Stored data entries:
= = = = = = =

Issue #218, opened 2024-05-25
`riscv`: Add macro to define CSR register types


rmsyn:
As discussed in https://github.com/rust-embedded/riscv/pull/217, it would be nice to have a macro to define CSR register types.

I worked on a couple solutions:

= = = = = = =

All entries are to be printed once more, exactly as given.

Result of the exercise:
Issue #218, opened 2024-05-25
`riscv`: Add macro to define CSR register types


rmsyn:
As discussed in https://github.com/rust-embedded/riscv/pull/217, it would be nice to have a macro to define CSR register types.

I worked on a couple solutions:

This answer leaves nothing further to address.